▶ _Instructions to follow_
Gather the lines from the material that contain "under".

▶ _Working data_
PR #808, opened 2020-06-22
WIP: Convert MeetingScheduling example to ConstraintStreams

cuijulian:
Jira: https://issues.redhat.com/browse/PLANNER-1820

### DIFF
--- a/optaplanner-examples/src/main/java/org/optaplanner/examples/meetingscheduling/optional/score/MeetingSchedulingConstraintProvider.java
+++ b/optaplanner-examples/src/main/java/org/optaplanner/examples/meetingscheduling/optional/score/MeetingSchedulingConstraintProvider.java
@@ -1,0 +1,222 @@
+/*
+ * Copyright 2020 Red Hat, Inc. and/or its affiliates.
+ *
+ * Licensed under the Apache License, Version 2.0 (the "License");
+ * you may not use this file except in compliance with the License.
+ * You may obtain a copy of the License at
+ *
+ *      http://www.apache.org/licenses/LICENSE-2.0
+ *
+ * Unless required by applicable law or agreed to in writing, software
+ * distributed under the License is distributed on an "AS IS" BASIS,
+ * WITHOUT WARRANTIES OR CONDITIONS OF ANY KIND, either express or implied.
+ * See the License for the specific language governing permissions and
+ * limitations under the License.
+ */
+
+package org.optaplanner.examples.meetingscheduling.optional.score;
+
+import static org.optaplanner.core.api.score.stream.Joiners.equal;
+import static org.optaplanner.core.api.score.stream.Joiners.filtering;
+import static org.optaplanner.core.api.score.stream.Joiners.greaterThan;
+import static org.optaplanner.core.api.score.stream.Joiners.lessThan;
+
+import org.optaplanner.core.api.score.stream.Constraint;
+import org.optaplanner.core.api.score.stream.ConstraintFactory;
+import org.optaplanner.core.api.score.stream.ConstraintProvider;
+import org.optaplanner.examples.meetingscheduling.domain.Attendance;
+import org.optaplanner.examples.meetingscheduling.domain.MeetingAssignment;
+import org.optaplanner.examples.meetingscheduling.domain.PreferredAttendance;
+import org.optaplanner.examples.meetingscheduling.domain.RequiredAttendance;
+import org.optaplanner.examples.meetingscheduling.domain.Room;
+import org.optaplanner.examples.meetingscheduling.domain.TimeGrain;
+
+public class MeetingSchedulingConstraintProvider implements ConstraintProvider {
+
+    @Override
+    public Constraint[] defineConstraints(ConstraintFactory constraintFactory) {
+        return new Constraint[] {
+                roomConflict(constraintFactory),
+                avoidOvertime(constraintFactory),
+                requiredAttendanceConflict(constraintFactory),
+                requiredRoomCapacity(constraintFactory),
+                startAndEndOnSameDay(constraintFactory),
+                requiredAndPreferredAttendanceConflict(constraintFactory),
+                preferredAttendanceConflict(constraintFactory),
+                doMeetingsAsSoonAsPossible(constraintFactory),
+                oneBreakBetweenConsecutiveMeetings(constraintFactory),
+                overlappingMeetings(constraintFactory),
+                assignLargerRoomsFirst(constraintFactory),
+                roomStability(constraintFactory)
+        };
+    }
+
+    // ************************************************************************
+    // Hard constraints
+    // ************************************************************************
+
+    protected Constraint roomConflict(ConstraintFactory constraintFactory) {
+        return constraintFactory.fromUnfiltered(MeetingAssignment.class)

▶ _Solution to this exercise_
+ * Licensed under the Apache License, Version 2.0 (the "License");
+ * distributed under the License is distributed on an "AS IS" BASIS,
+ * limitations under the License.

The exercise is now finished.